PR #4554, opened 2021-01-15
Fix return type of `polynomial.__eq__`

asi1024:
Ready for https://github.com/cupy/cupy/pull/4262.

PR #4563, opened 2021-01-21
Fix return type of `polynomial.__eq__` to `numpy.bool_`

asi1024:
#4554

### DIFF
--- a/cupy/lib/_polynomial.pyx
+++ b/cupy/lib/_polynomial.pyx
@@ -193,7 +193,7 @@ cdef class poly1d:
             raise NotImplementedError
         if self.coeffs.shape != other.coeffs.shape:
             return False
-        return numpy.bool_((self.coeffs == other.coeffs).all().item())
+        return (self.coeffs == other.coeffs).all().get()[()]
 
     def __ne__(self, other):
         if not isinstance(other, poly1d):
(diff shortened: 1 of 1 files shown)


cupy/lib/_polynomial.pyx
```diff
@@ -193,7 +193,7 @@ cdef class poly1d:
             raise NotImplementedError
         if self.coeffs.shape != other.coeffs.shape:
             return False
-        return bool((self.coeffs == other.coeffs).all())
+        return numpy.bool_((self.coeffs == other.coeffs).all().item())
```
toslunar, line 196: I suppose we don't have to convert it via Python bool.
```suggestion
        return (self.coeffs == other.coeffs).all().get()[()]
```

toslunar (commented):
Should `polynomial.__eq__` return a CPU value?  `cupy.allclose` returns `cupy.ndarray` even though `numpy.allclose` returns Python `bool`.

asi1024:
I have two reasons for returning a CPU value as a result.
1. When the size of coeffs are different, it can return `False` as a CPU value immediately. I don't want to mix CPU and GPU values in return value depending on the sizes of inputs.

_ _ _ _

> [Required action]:
Write out the data above again, word for word.

> [Task response]:
PR #4554, opened 2021-01-15
Fix return type of `polynomial.__eq__`

asi1024:
Ready for https://github.com/cupy/cupy/pull/4262.

PR #4563, opened 2021-01-21
Fix return type of `polynomial.__eq__` to `numpy.bool_`

asi1024:
#4554

### DIFF
--- a/cupy/lib/_polynomial.pyx
+++ b/cupy/lib/_polynomial.pyx
@@ -193,7 +193,7 @@ cdef class poly1d:
             raise NotImplementedError
         if self.coeffs.shape != other.coeffs.shape:
             return False
-        return numpy.bool_((self.coeffs == other.coeffs).all().item())
+        return (self.coeffs == other.coeffs).all().get()[()]
 
     def __ne__(self, other):
         if not isinstance(other, poly1d):
(diff shortened: 1 of 1 files shown)


cupy/lib/_polynomial.pyx
```diff
@@ -193,7 +193,7 @@ cdef class poly1d:
             raise NotImplementedError
         if self.coeffs.shape != other.coeffs.shape:
             return False
-        return bool((self.coeffs == other.coeffs).all())
+        return numpy.bool_((self.coeffs == other.coeffs).all().item())
```
toslunar, line 196: I suppose we don't have to convert it via Python bool.
```suggestion
        return (self.coeffs == other.coeffs).all().get()[()]
```

toslunar (commented):
Should `polynomial.__eq__` return a CPU value?  `cupy.allclose` returns `cupy.ndarray` even though `numpy.allclose` returns Python `bool`.

asi1024:
I have two reasons for returning a CPU value as a result.
1. When the size of coeffs are different, it can return `False` as a CPU value immediately. I don't want to mix CPU and GPU values in return value depending on the sizes of inputs.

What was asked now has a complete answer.